**WHAT TO DO**
Every line below that holds the string "abis" should be copied.

**PROVIDED DATA**

•••

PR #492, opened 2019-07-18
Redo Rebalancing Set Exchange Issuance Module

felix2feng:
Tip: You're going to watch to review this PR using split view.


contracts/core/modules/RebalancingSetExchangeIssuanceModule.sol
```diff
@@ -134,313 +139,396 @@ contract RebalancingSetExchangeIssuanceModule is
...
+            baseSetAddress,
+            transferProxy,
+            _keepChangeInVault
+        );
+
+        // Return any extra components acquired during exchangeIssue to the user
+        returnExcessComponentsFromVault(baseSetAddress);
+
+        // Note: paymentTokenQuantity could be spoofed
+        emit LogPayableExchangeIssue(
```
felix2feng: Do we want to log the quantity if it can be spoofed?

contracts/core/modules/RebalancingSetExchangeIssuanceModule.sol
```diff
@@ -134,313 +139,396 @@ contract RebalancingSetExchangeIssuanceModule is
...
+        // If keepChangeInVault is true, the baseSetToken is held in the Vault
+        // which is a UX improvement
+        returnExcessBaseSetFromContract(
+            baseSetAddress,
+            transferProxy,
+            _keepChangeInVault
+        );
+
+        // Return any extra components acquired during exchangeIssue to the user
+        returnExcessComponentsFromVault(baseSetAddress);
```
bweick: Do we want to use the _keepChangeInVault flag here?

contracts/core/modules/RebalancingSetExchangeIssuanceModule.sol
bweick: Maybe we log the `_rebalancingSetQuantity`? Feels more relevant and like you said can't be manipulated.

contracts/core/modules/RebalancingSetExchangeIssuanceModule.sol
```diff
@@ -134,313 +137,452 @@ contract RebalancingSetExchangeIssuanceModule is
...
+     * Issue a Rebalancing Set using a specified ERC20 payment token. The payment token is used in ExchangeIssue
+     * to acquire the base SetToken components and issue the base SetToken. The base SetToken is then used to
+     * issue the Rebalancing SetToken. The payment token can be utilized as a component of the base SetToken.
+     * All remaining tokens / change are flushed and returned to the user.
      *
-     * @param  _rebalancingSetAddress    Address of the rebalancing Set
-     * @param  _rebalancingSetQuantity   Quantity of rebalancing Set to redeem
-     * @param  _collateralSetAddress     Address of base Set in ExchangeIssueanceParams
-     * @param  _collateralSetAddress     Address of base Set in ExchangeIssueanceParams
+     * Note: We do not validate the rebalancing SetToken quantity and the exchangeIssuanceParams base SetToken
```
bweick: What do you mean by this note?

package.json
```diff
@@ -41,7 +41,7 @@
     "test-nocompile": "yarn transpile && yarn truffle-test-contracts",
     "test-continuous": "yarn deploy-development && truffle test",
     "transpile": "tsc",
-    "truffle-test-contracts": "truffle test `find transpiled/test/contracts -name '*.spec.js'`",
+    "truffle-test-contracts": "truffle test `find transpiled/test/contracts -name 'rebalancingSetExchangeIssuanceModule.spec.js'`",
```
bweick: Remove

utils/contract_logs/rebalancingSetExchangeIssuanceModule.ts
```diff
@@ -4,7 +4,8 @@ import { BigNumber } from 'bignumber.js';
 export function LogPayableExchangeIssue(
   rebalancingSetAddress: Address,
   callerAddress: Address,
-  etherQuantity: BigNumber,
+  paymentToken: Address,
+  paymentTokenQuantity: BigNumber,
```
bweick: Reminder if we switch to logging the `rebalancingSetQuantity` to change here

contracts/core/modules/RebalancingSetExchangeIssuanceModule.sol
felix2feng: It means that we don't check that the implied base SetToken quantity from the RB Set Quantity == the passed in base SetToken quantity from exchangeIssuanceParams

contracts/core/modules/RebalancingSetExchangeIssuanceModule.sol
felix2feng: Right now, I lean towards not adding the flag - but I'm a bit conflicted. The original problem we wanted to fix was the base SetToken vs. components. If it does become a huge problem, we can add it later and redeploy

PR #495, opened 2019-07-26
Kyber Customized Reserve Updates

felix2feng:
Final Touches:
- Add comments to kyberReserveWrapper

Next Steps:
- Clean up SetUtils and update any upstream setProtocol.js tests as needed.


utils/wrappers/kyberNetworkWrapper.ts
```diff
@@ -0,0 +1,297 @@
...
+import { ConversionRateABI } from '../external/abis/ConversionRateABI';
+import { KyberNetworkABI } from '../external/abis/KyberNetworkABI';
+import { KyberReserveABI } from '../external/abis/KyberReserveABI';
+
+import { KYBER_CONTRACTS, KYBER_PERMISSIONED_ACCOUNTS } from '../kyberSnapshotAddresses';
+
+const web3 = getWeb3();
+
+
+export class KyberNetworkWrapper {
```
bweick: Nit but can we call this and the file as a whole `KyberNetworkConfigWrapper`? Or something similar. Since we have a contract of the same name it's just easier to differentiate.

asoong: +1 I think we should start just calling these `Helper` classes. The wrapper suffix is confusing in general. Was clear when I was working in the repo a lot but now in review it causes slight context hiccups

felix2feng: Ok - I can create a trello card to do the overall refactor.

•••

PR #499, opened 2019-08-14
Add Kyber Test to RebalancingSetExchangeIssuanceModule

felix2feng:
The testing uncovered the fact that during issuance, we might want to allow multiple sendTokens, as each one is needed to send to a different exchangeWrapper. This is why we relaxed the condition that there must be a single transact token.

•••

**FINISHED TASK**
+import { ConversionRateABI } from '../external/abis/ConversionRateABI';
+import { KyberNetworkABI } from '../external/abis/KyberNetworkABI';
+import { KyberReserveABI } from '../external/abis/KyberReserveABI';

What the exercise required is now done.